The truly great writer does not want to write.

He wants the world to be a place
in which he can live the life of the imagination.
– Henry Miller
One of my resolutions for next year is to write a bit more about writing, especially in terms of developing one’s creative spirit. Getting ideas and nurturing them into written form is always our main objective as writers. However, there are times when those usual soul lifting notions seem to flop about, inspiring nothing but stress, depression and lowered levels of self-esteem.
For a writer, there’s nothing worse than not getting ideas … except for maybe not getting paid! For a blogger, it’s pretty much the same thing. Face it: writer’s block happens to the best of us. Therefore, in the spirit of this season I thought I would share with you some of my own ideas stemming from my experience as a writer of various forms of ‘this, that and whatnot’.

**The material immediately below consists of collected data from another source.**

PR #3045, opened 2017-02-16
Fix attachment locales

gpeng:
We are correctly filtering `HtmlAttachment`s based on locale on `Publication` documents but this filtering needs to also be applied to `FileAttachment`s.


gpeng:
I think it failed a test originally if we included `FileAttachment` but that was because of the incorrect assumption I'd made about `nil` locale attachments.

PR #3046, opened 2017-02-16
Add speeches sync check

steventux:

I've branched this from `present-speeches-to-publishing-api` in order to run the check so the first 2 commits can be ignored.
Relies on https://github.com/alphagov/whitehall/pull/3044


gpeng:
Rebased from master to bring in changes merged from #3044

PR #3048, opened 2017-02-17
Fix attachments and world location news articles

mgrassotti:
Trello: https://trello.com/c/BBPaIzcQ/588-check-htmlattachment-routes-3

Some attachment translations were not correctly migrated. We are
deleting them from publishing API and republishing them in Whitehall.

Paired with @bevanloon, @gpeng


db/data_migration/20170217094518_republish_problematic_translations.rb
```diff
@@ -0,0 +1,662 @@
...
+  /government/world-location-news/274722.zh
+  /government/world-location-news/282389.zh
+  /government/world-location-news/282404.zh
+  /government/world-location-news/286926.zh
+  /government/world-location-news/291036.zh
+)
+
+base_paths = base_paths_200_302 + base_paths_bad_wlna
+
+Edition.where(base_path: base_paths).joins(:document).distinct.pluck(:id).each do |id|
```
gpeng: This doesn't work.  Firstly, `Edition` doesn't have a `base_path` field in Whitehall either so you can't query on it.

Secondly, if the query did work we need `document_id` to republish with and this is returning `Edition#id`. I also don't think the join/distinct bit is necessary as it doesn't help with the `document_id`. Once you get the right query to return an edition AR relation you can just `pluck(:document_id).uniq`.

mgrassotti: @gpeng yes sorry I already noticed that and modify it to use Document ids instead. Thanks

PR #3050, opened 2017-02-17
Find the missing children

gpeng:
Changes introduced in #3045 have caused some (err... loads) of unexpected failures in the `Publication` sync checks. We need to filter the `FileAttachment`s by locale when presenting but we don't want to include them in the sync check of the `children` links as publishing-API is unaware of them and won't create a link.

So... the first commit excludes them from the check.

The second commit filters the documents passed to the details check for `Publication`s by locale. This worryingly doesn't seem to have been causing failures but they are [filtered by locale in the presenter](https://github.com/alphagov/whitehall/blob/master/app/presenters/publishing_api/publication_presenter.rb#L76-L91) so we should filter them in the check too.

### DIFF
--- a/lib/sync_checker/formats/consultation_check.rb
+++ b/lib/sync_checker/formats/consultation_check.rb
@@ -1,6 +1,6 @@
 module SyncChecker::Formats
   class ConsultationCheck < EditionBase
-    def expected_details_hash(consultation)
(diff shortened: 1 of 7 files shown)


fofr:
db837ec41085a30501c06b7d49149298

Drones, Probes And Creative Sorts

Jump in the pigpen,
next time I’ll take my shoes off
Hit the dirt doing two-and-a-half,
next time I’ll leave my hat on…
– Brian Wilson / Van Dyke Parks (Barnyard)

 

Years ago, the prevailing wisdom was that if you traveled too far in one direction, you would eventually fall off the planet. Many years later, the ‘flat top’ hairstyle was all the rage. I’ll leave it to you to connect the dots.

Sometime over the next few months the Voyager 1 spacecraft, first launched in 1977, will cross the line separating our solar system and interstellar space. Of course, there is much conjecture over what exactly will happen once the space probe leaves the warmth of our Sun’s heliosphere and the solar winds that have egged it on along its path.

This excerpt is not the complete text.